Blogs > Cliopatria > Filling the Void

Aug 21, 2005

Filling the Void




In 1936, as the German army moved across the Rhine, no British soldiers were in Cologne to confront them. No Belgian troops were in Aachen to prevent them from reaching the border. No French troops were in Trier to control the crowds. And no American troops were in sight to protect the rights of minorities and foreigners. They had already left.

The remilitarization of the Rhineland is a contentious memory, a point at which Hitler might have been confronted. With the withdrawal of settlers from Gaza it is not surprising that people would use 1936 to judge the prudence of Israeli actions. Unfortunately, the remilitarization was perhaps another failure of the Allies to prevent Germany from reconstituting its military strength than a point of no return.

At Belmont Club, Wretchard argues that British and French politicians surrendered too much to Hitler. (HT: Ralph Luker) Giving Germans the justice of sovereignty over their entire territory “[gave] the Nazis the key to Europe.”

I have, of course, argued in the past that the remilitarization was broadly popular with Rhinelanders because it ended eighteen years of perceived vulnerabilty. Because of its success, the occupation allowed Hitler to gain legitimacy with segments of the population that did not theretofore support him.

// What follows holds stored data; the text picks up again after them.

PR #96, opened 2022-01-28
Add workflow for generating a node-path index table.

marikomedlock:
- Added a new Apache Beam workflow for generating a (node,path) index table for hierarchies. The path is a list of ancestors in order for the given node. e.g. `(123,"456.789")` where 456 is the parent of 123 and 789 is the grandparent of 123. `(111,null)` where 111 is a root node.
- Generated 2 new node-path index tables for all rows in the `concept` table in the `aou_synthetic` and `synpuf` datasets.
- I originally wrote a simpler workflow to recursively call BQ to get the next node in the path for each row (see initial commit). This worked for small numbers of rows, but hit BQ quota limits when running against all rows in the `concept` table for a given `domain_id`. The current version of the workflow reads in all parent-child relationships and does this recursion in Beam without calling out to BQ again.
- Currently the `path` is a `nullable string` field in the output BQ table because we don't support the array data type in Tanagra, yet. Once we do, we can change this field to be a `repeated integer`.


tjennison-google (approved):

calbach:
Sorry for the slow turnaround, I will try to get to this later today.

workflow/src/main/java/bio/terra/tanagra/workflow/BuildPathsForHierarchy.java
```diff
@@ -0,0 +1,325 @@
...
+                  new DoFn<KV<Long, CoGbkResult>, KV<Long, String>>() {
+                    @ProcessElement
+                    public void processElement(ProcessContext context) {
+                      KV<Long, CoGbkResult> element = context.element();
+                      Long node = element.getKey();
+                      Iterator<String> pathTagIter = element.getValue().getAll(pathTag).iterator();
+                      Iterator<String> parentTagIter =
+                          element.getValue().getAll(parentTag).iterator();
+
+                      // there may be multiple possible next steps (i.e. the current node may have
```
calbach, line 188: Some of the nodes in the standard hierarchy are polyhierarchical, e.g. conditions. Have you covered this with Brian/ Robert already? I think the currently designed model doesn't really handle this scenario - which maybe is reasonable..

workflow/src/main/java/bio/terra/tanagra/workflow/BuildPathsForHierarchy.java
```diff
@@ -0,0 +1,325 @@
...
+    //    [iteration 1] nodeParentPathJoin (next node,paths,next node parents)
+    //    (a1,[],["a2"])
+    //    (a2,["a2.a1"],["a3"])
+    //    (a3,["a3.a2","a3"],[])
+    //    (b1,[],["b2]")
+    //    (b2,["b2.b1","b2"],[])
+    //    (c1,["c1"],[])
+
+    // swap the key of all pairs from the next node in the path (which should all be root nodes at
+    // this point), to the first node in the path
```
calbach, line 258: nit: and trim the target node from the path?

workflow/src/main/java/bio/terra/tanagra/workflow/BuildPathsForHierarchy.java
```diff
@@ -0,0 +1,325 @@
...
+
+                    String path = kvPair.getValue();
+
+                    // strip out the first node in the path, and make it the key
+                    // e.g. (a3,"a1.a2.a3") => (a1,"a2.a3")
+                    //      (c1,"c1") => (c1,"")
+                    int indexOfFirstPeriod = path.indexOf(".");
+                    String firstNodeInPath;
+                    String pathWithoutFirstNode;
+                    if (indexOfFirstPeriod > 0) {
```
calbach, line 275: opt nit: I'd probably be tempted to split by ".", pop the first element, then join them back together here. A little less dependent on the encoding details

workflow/src/main/java/bio/terra/tanagra/workflow/BuildPathsForHierarchy.java
```diff
@@ -0,0 +1,325 @@
...
+                    } else {
+                      firstNodeInPath = path;
+                      pathWithoutFirstNode = "";
+                    }
+
+                    Long firstNode;
+                    try {
+                      firstNode = Long.valueOf(firstNodeInPath);
+                    } catch (NumberFormatException nfEx) {
+                      firstNode = 0L;
```
calbach, line 287: Is this OK? Expected? Did you observe this happening?

calbach (approved):
This looks reasonable, thanks. I have limited Beam / Flume experience, but I think the pipeline here looks reasonable and is probably similar to what I would have done.

I assumed that you've been referencing Will's previous work on Beam. **However** I forgot that some of the work he added was in this library: https://github.com/DataBiosphere/tanagra/blob/main/workflow/src/main/java/bio/terra/tanagra/workflow/GraphUtils.java  - hopefully you found this (see also, the collocated tests). Using a similar algorithm the one used for the transitive closure helper  may perform better than this solution - but I don't think it can be reused directly  and I don't think it's significant enough to justify reworking it. The pattern of pulling out the main pieces into a helper library is definitely a nice pattern for testability.

workflow/src/main/java/bio/terra/tanagra/workflow/BuildPathsForHierarchy.java
```diff
@@ -0,0 +1,325 @@
...
+  /** Defines the BigQuery schema for the output hierarchy table. */
+  private static TableSchema pathsForHierarchySchema(BuildPathsForHierarchyOptions options) {
+    return new TableSchema()
+        .setFields(
+            List.of(
+                new TableFieldSchema()
+                    .setName(options.getOutputNodeColumn())
+                    .setType("INTEGER")
+                    .setMode("REQUIRED"),
+                // TODO: make the path column an INTEGER/REPEATED field instead of a string so we
```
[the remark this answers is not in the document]
marikomedlock: Another possibility is to serialize a list into a string. Expanded on the comment to include your note about BQ repeated fields.

workflow/src/main/java/bio/terra/tanagra/workflow/BuildPathsForHierarchy.java
marikomedlock: We haven't discussed it much so far, but I do know they exist. I think we do currently support this, in the sense that:
- All parent-child relationships are included in one of the hierarchy index tables, so if a node has >1 parent, it should show up in a `CHILD_OF` query for both parents.
- The node-path table does only specify one path for each node, but I think that's what we need for Tanagra because even if a node can show up in >1 place in a hierarchy tree, we need to highlight exactly one of those places when someone clicks the hierarchy icon.

I am not sure whether the ancestor-descendant hierarchy index table that is generated accounts for nodes with >1 parent.

workflow/src/main/java/bio/terra/tanagra/workflow/BuildPathsForHierarchy.java
marikomedlock: Right, added.

workflow/src/main/java/bio/terra/tanagra/workflow/BuildPathsForHierarchy.java
marikomedlock: This should never happen because the underlying BQ columns (`concept.concept_id`, `concept_relationship.concept_id_1`, `concept_relationship.concept_id_2`) are all of type `INTEGER REQUIRED`. I added this for debugging only. Removed now.

marikomedlock:
> I assumed that you've been referencing Will's previous work on Beam. **However** I forgot that some of the work he added was in this library: https://github.com/DataBiosphere/tanagra/blob/main/workflow/src/main/java/bio/terra/tanagra/workflow/GraphUtils.java - hopefully you found this (see also, the collocated tests). Using a similar algorithm to the one used for the transitive closure helper may perform better than this solution - but I don't think it can be reused directly and I don't think it's significant enough to justify reworking it. The pattern of pulling out the main pieces into a helper library is definitely a nice pattern for testability.

Yes, I spent a while going through Will's existing Beam pipeline before writing this one. I've never used Beam or Flume before, so I started with his and modified as I studied Beam tutorials. I also saw the `GraphUtils` and tests, but couldn't immediately see how to modify it to generate this path instead. I think it's possible, and I'm sure there's a better algorithm for generating these paths, but I wanted to prioritize getting something working over performance for now.

Agreed that pulling some pieces of this out into a helper library would help test this. I'll try to tackle that in a follow-on PR.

1936 is hardly the decisive event that many historians have made it. The former allies had already acquiesced much of their control over the left bank. American and British participation in the occupation was often a formality to give a more international face to French interests. The internationalization of the Saar under mostly French administration was a paltry effort at reining in the German war machine’s relationship with heavy industry (Saar coal was, unfortunately, of such a low grade that it was unsuitable for heavy industry anyway, and was completely useless to France). The occupation of the Ruhr Valley by French and Belgian troops might have constrained German policy (already returning to its imperial belligerence) had America and Britain given in political support. American and British troops withdrew from the Rhineland well ahead of the date stipulated in Versailles, undermining the legitimacy of the French and Belgian presence. The rearmament was the final step of a process almost completed before the Machtergreifung. (It has been long believed that the Wehrmacht was order to beat a retreat if it confronted French or British forces. While this is likely true, more recent historiography suggests that the Wehrmacht was prepared to fight.)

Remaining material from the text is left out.